-- RECORD SET follows --

PR #864, opened 2018-12-27
Added button to Transaction admin page for recalculating line items. Closes #726

### LINKED ISSUE #726: Add button to recalculate line items within a transaction
See here: https://eventespresso.com/topic/need-to-send-revised-invoice-after-payment/

We've had a couple of requests where users have either forgotten to set a ticket as taxable or their tax rate has changed and they need to update a transaction to include/update the tax.

Brent mentioned in slack that we may be able to add a button in the edit transaction page used to recalculate the line items for the above.

**Is your feature request related to a problem? Please describe.**
If you create a paid ticket on an event and do not set the ticket to be taxable, register and pay on said ticket.

Now update the ticket in the event editor to make it taxable, other than re-registering the previous attendee onto the same ticket there's no way to update the previous registration to request the missing tax.

**Describe the solution you'd like**
Possibly a button to recalculate line items?

This seems similar to the issue mentioned here: https://github.com/eventespresso/eea-attendee-mover/issues/4

tn3rb:
plz see #726
After opening up the appropriate files and looking into the code a bit I realized that all that was needed was to copy one of the existing buttons on the transaction admin details page, then add a new route and callback for calling `EEH_Line_Item::apply_taxes()` on the Transactions total line item. This was literally only about 15 minutes of work on top of the 5-10 minutes it took to open the files and search through all of the code to determine what needed to be done. I concluded it would be more efficient to simply add the few lines of code required to do this while I already had everything open.

## testing

- log into the admin, go to the Transactions admin page, and click on any Transaction to view its details page
- [x] confirm that a new button labeled "Recalculate Taxes and Total" appears below the **Transaction Items** table
- take note of the Transaction's tax line items (or lack thereof) and grand total
- in the first column of the **Transaction Items** table, click on the Event link for one of the tickets so that the Event editor opens in another tab or window
- find the ticket in the editor and click to view its advanced settings
- click on the "This ticket is taxable" checkbox to change whatever it is currently set at and click **Save**
- return to the Transaction admin details page in the other tab or window and click on the "Recalculate Taxes and Total" button
- [x] confirm that the taxes and transaction total have been updated as expected
- experiment with taxes and transactions in this branch and attempt to find any potential issues
- plz compare any issues against master branch to determine if they are caused by the work in this branch


tn3rb:
I think that's a great idea... here it is:

recalculate taxes and txn total button

Pebblo:
Running through the steps nothing seems to happen when I click the button.

The transaction page reloads but everything is still the same.

I registered onto a ticket that wasn't set as taxable.
Paid using Stripe ($10)
When complete edited the ticket and set it as taxable, saved.
Opened up the transaction for the above and clicked the recalculate taxes button, page reloads but the transaction is the same - https://monosnap.com/file/XhucBQwpf6uGzFJId7hTEOll1Mfqkl

I thought it 'may' have been an issue is the transaction was complete or the reg approved (your screenshot shows a payment reminder button, so that transaction obviously wasn't complete) so retested on another incomplete transaction, same thing.

tn3rb:
hmmm... kinda baffled why my testing notes obviously don't work...
could have sworn that I had done things exactly as outlined and got positive results...

anyways... had to reset the "is taxable" field on the line items as well.

core/db_models/EEM_Line_Item.model.php
```diff
@@ -99,59 +93,159 @@ class EEM_Line_Item extends EEM_Base
...
+    // various line item object types
+    const OBJ_TYPE_EVENT = 'Event';
+
+    const OBJ_TYPE_PRICE = 'Price';
+
+    const OBJ_TYPE_PROMOTION = 'Promotion';
+
+    const OBJ_TYPE_TICKET = 'Ticket';
+
+    const OBJ_TYPE_TRANSACTION = 'Transaction';
```
tn3rb: here's the new constants I added

core/helpers/EEH_Line_Item.helper.php
```diff
@@ -1637,72 +1909,156 @@ public static function non_empty_line_item(EE_Line_Item $line_item)
...
+                $ticket = $ticket_line_item->ticket();
+                if ($ticket instanceof EE_Ticket && $ticket->taxable() !== $ticket_line_item->is_taxable()) {
+                    $ticket_line_item->set_is_taxable($ticket->taxable());
+                    $ticket_line_item->save();
+                }
+            }
+        }
+    }
+
+
```
tn3rb: here's the new method

admin_pages/transactions/Transactions_Admin_Page.core.php
```diff
@@ -726,14 +714,14 @@ protected function _transaction_details()
         $this->_template_args['txn_datetime']['value'] = $this->_transaction->get_i18n_datetime('TXN_timestamp');
         $this->_template_args['txn_datetime']['label'] = esc_html__('Date', 'event_espresso');
 
-        $this->_template_args['txn_status']['value'] = self::$_txn_status[ $this->_transaction->get('STS_ID') ];
+        $this->_template_args['txn_status']['value'] = self::$_txn_status[ $this->_transaction->status_ID() ];
```
tn3rb: we should not be bypassing the dedicated methods on the model objects in case they get overridden

admin_pages/transactions/Transactions_Admin_Page.core.php
```diff
@@ -1635,28 +1650,26 @@ public function apply_payments_or_refunds()
...
-                EE_Error::add_error(
-                    esc_html__(
-                        'You do not have access to apply payments or refunds to a registration.',
-                        'event_espresso'
-                    ),
-                    __FILE__,
-                    __FUNCTION__,
-                    __LINE__
-                );
-            }
```
tn3rb: unnecessary if-else block

admin_pages/transactions/Transactions_Admin_Page.core.php
```diff
@@ -2222,28 +2248,26 @@ public function delete_payment()
...
-                EE_Error::add_error(
-                    esc_html__(
-                        'You do not have access to delete a payment.',
-                        'event_espresso'
-                    ),
-                    __FILE__,
-                    __FUNCTION__,
-                    __LINE__
-                );
-            }
```
tn3rb: another unnecessary if-else block

admin_pages/transactions/Transactions_Admin_Page.core.php
```diff
@@ -2513,4 +2537,44 @@ public function get_transactions($perpage, $count = false, $view = '')
...
+     */
+    public function recalculateLineItems()
+    {
+        $TXN_ID = ! empty($this->_req_data['TXN_ID']) ? absint($this->_req_data['TXN_ID']) : false;
+        /** @var EE_Transaction $transaction */
+        $transaction = EEM_Transaction::instance()->get_one_by_ID($TXN_ID);
+        $total_line_item = $transaction->total_line_item(false);
+        $success = false;
+        if ($total_line_item instanceof EE_Line_Item) {
+            EEH_Line_Item::resetIsTaxableForTickets($total_line_item);
```
tn3rb: added call to new method here

admin_pages/transactions/Transactions_Admin_Page.core.php
nerrad: All good reasons to change.  Unfortunately, even if the dedicated methods are refactored, any refactor would still have to account for the public `get` because its public (a mistake we made in this design).  Regardless, I think changing it where possible is still worthwhile.

admin_pages/transactions/Transactions_Admin_Page.core.php
```diff
@@ -752,23 +734,21 @@ protected function _transaction_details()
...
-        } elseif ($this->_transaction->get('TXN_total') == 0) {
+        } elseif ((float) $this->_transaction->total() > (float) 0) {
+            if ((float) $this->_transaction->paid() > (float) 0) {
+                // monies owing
+                $this->_template_args['amount_due_class'] = 'txn-overview-part-payment-spn';
+            } elseif ((float) $this->_transaction->paid() === (float) 0) {
+                // no payments made yet
+                $this->_template_args['amount_due_class'] = 'txn-overview-no-payment-spn';
+            }
+        } elseif ((float) $this->_transaction->total() === (float) 0) {
```
nerrad: `EE_Transaction::total` already returns a float... why cast again?

admin_pages/transactions/Transactions_Admin_Page.core.php
```diff
@@ -752,23 +734,21 @@ protected function _transaction_details()
...
-                  && $this->_transaction->get('TXN_paid') == 0
-        ) {
-            // no payments made yet
-            $this->_template_args['amount_due_class'] = 'txn-overview-no-payment-spn';
-        } elseif ($this->_transaction->get('TXN_total') == 0) {
+        } elseif ((float) $this->_transaction->total() > (float) 0) {
+            if ((float) $this->_transaction->paid() > (float) 0) {
+                // monies owing
+                $this->_template_args['amount_due_class'] = 'txn-overview-part-payment-spn';
+            } elseif ((float) $this->_transaction->paid() === (float) 0) {
```
nerrad: `EE_Transaction::paid` already returns a float, why cast again?

admin_pages/transactions/Transactions_Admin_Page.core.php
```diff
@@ -1062,26 +1043,22 @@ public function txn_details_meta_box()
         $this->_template_args['line_item_table'] = $Line_Item_Display->display_line_item(
             $this->_transaction->total_line_item()
         );
-        $this->_template_args['REG_code'] = $this->_transaction->get_first_related('Registration')
-                                                               ->get('REG_code');
+        $this->_template_args['REG_code'] = $this->_transaction->primary_registration()->reg_code();
```
nerrad: Are you certain that the `primary_registration()` will always return the same registration as what `get_first_related` would?  On the surface it looks like you're changing the logic here (`EE_Transaction:primary_registration()` does more work under the hood).

admin_pages/transactions/Transactions_Admin_Page.core.php
```diff
@@ -1105,8 +1082,8 @@ public function txn_details_meta_box()
         }
 
         $this->_template_args['txn_details']['registration_session']['value'] = $this->_transaction
-            ->get_first_related('Registration')
-            ->get('REG_session');
+            ->primary_registration()
```
nerrad: I have the same observation here as made earlier, `primary_registration` does more logic than `get_first_related( 'Registration' )` does. That may be intentional, but I just want to make sure.  I get that this likely will be an improvement because `primary_registration()` _ensures_ we're only getting the primary registration (no matter what its order was in saving).

core/db_classes/EE_Line_Item.class.php
```diff
@@ -1414,12 +1704,13 @@ public function timestamp($raw = false)
...
      * @param string $type one of the constants on EEM_Line_Item
      * @return EE_Line_Item[]
+     * @throws EE_Error
      */
     protected function _get_descendants_of_type($type)
     {
         EE_Error::doing_it_wrong(
             'EE_Line_Item::_get_descendants_of_type()',
-            __('Method replaced with EEH_Line_Item::get_descendants_of_type()', 'event_espresso'),
+            esc_html__('Method replaced with EEH_Line_Item::get_descendants_of_type()', 'event_espresso'),
```
nerrad: The class and method name probably should not be localized.

core/db_classes/EE_Line_Item.class.php
```diff
@@ -1430,12 +1721,17 @@ protected function _get_descendants_of_type($type)
...
+     * @throws InvalidDataTypeException
+     * @throws InvalidInterfaceException
+     * @throws ReflectionException
      */
     public function get_nearest_descendant_of_type($type)
     {
         EE_Error::doing_it_wrong(
             'EE_Line_Item::get_nearest_descendant_of_type()',
-            __('Method replaced with EEH_Line_Item::get_nearest_descendant_of_type()', 'event_espresso'),
+            esc_html__('Method replaced with EEH_Line_Item::get_nearest_descendant_of_type()', 'event_espresso'),
```
nerrad: The class::method_name probably should not be localized here.

core/helpers/EEH_Line_Item.helper.php
```diff
@@ -807,7 +949,12 @@ public static function set_event_subtotal_details(
      * any old taxes are removed
      *
      * @param EE_Line_Item $total_line_item of type EEM_Line_Item::type_total
-     * @throws \EE_Error
+     * @return float|bool
```
nerrad: Is this correct? It looks to me like this only returns boolean?

core/helpers/EEH_Line_Item.helper.php
```diff
@@ -1367,35 +1601,48 @@ public static function visualize(EE_Line_Item $line_item, $indentation = 0)
...
-    {
+    public static function calculate_reg_final_prices_per_line_item(
+        EE_Line_Item $line_item,
+        $billable_ticket_quantities = array()
+    ) {
+        $running_totals = [];
         // init running grand total if not already
-        if (!isset($running_totals['total'])) {
+        if (! isset($running_totals['total'])) {
             $running_totals['total'] = 0;
```
nerrad: Not sure what the need for the `isset` checks is here.  What about instead of initializing an empty array, you do (and thus remove the `isset` checks as well:

```php
$running_totals = [
	'total' => 0,
	'taxable' => [ 'total' => 0 ]
];
```

core/helpers/EEH_Line_Item.helper.php
```diff
@@ -1620,12 +1891,16 @@ public static function non_empty_line_items(EE_Line_Item $line_item)
...
+     * @throws InvalidArgumentException
+     * @throws InvalidDataTypeException
+     * @throws InvalidInterfaceException
+     * @throws ReflectionException
      */
     public static function non_empty_line_item(EE_Line_Item $line_item)
     {
         if ($line_item->type() === EEM_Line_Item::type_line_item &&
-            $line_item->OBJ_type() === 'Ticket' &&
+            $line_item->OBJ_type() === EEM_Line_Item::OBJ_TYPE_TICKET &&
```
nerrad: heh, javascript standards for multiline conditionals have crept in here :)  For php the `&&` are supposed to go at the beginning of the line right?

core/helpers/EEH_Line_Item.helper.php
```diff
@@ -1637,72 +1912,156 @@ public static function non_empty_line_item(EE_Line_Item $line_item)
...
+     * @throws InvalidInterfaceException
+     * @throws ReflectionException
      */
     public static function get_items_subtotal(EE_Line_Item $total_line_item)
     {
-        EE_Error::doing_it_wrong('EEH_Line_Item::get_items_subtotal()', __('Method replaced with EEH_Line_Item::get_pre_tax_subtotal()', 'event_espresso'), '4.6.0');
+        EE_Error::doing_it_wrong(
+            'EEH_Line_Item::get_items_subtotal()',
+            esc_html__(
+                'Method replaced with EEH_Line_Item::get_pre_tax_subtotal()',
```
nerrad: In all these `doing_it_wrong` strings, we probably should not be translating the class and method name.  However, I understand if you decide not to make the change because it would break existing strings.

admin_pages/transactions/Transactions_Admin_Page.core.php
tn3rb: missed that, will fix

admin_pages/transactions/Transactions_Admin_Page.core.php
tn3rb: missed that, will fix

admin_pages/transactions/Transactions_Admin_Page.core.php
tn3rb: > Are you certain that the primary_registration() will always return the same registration as what get_first_related would?

no I'm not certain at all, which is why I changed it, because what we want IS the primary registrant, not just whatever one gets returned first. The `REG_code` template argument is used as a default value for the `Notes / Extra Accounting` input when you apply a payment to the transaction. Here's the help text from that input:
```
An extra field you may use for accounting purposes or simple notes. Defaults to the primary registrant's registration code.
```

admin_pages/transactions/Transactions_Admin_Page.core.php
tn3rb: Well both the primary and additional registrations can be changed, and a transaction can have registrations from multiple sessions, so it could be debated what session ID to display for the transaction, but it will still likely always make the most sense to use the session ID for the primary registrant. ie: why would you use the session ID from any other registrant?

core/db_classes/EE_Line_Item.class.php
tn3rb: missed that, although doing so will break any existing translations, which I doubt exist for this text, so will change

core/db_classes/EE_Line_Item.class.php
tn3rb: will change

core/helpers/EEH_Line_Item.helper.php
tn3rb: me likey! will change

core/helpers/EEH_Line_Item.helper.php
tn3rb: DOH!!! 🤦‍♂️

core/helpers/EEH_Line_Item.helper.php
tn3rb: no I think fixing is more important, plus, this allows eon translation to rule them all: `Method replaced with %1$s`

admin_pages/transactions/Transactions_Admin_Page.core.php
nerrad: > ie: why would you use the session ID from any other registrant?

I agree, but we're not introducing new code, we're changing old code (as flawed as it is).  So along with considering the _improvement_ this brings, I think it is also important to consider what effects this might have on code that was written against this flawed code (and might have made its own adjustments).  Again, just a sanity check.

admin_pages/transactions/Transactions_Admin_Page.core.php
tn3rb: ya we unfortunately can't get rid of the public base class method and can only correct any uses we find, and you're right that an override needs to also override the parent `get()` (ex: `EE_Registration::get()`)

Maybe one day `EE_Base_Class::get()` can be deprecated during a refactor.

admin_pages/transactions/Transactions_Admin_Page.core.php
tn3rb: As stated, this is only being used to populate a **template arg** which is only being used in one place.
This is not the same thing as a regular model object getter where "there may be code working with the existing behaviour"

admin_pages/transactions/Transactions_Admin_Page.core.php
tn3rb: there's no side effects... this is for a template arg, and there's a infinitesimally small chance at best that someone could be using this in some other way that would be affected.

Here is where the session ID is being used:
transaction session details

which is normally hidden from view and probably only ever looked at by support staff

Pebblo:
Thanks, Brent.

So this time it works in that the line items update, however, the transaction status does not change to incomplete if you've already made a payment, see: https://monosnap.com/file/FIWJi99m7jsnYtRmyduGGzOU0BRvCb

Is that expected?

tn3rb:
nope... will fix

tn3rb:
here ya go @Pebblo... sry for the back n forth

Pebblo:
Hey @tn3rb,

I'm still getting the same WRT the transaction status:

https://monosnap.com/file/OCrQFOnsaLZkdoHVZJewrhKESnrIlP

I'm on Version 4.9.78.rc.006 and I can see `$success = $transaction->update_status_based_on_total_paid();` in `Transactions_Admin_Page.core.php`
(Just to confirm I have the latest changes)

Ticket with $20 value (no tax), register and pay with Stripe.
Edit ticket and set as taxable.
Open up the transaction and hit the recalc button, tax shows but transaction remains Complete.

tn3rb:
I missed that `EE_Line_Item::recalculate_total_including_taxes()` was also recalculating the total on the transaction, which meant that the conditional in `Transactions_Admin_Page::recalculateLineItems()` that compared the transaction total before updating the status would fail because the totals already matched. This actually simplifies things quite a bit because we can now simply instruct `EE_Line_Item::recalculate_total_including_taxes()` to also update the transaction status after updating the transaction total.  I did this via a new parameter because this method is called from many many places and I did not want to affect any existing behaviour.

tn3rb:
here ya go @Pebblo... sry for the back n forth **AGAIN** 🙄

Pebblo:
All good now! thanks @tn3rb :)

-- RECORD SET concluded --

(WHAT IS REQUIRED) Wherever a line of the data holds "whatever", copy that line.

(THE COMPLETED TASK)
- click on the "This ticket is taxable" checkbox to change whatever it is currently set at and click **Save**
no I'm not certain at all, which is why I changed it, because what we want IS the primary registrant, not just whatever one gets returned first. The `REG_code` template argument is used as a default value for the `Notes / Extra Accounting` input when you apply a payment to the transaction. Here's the help text from that input:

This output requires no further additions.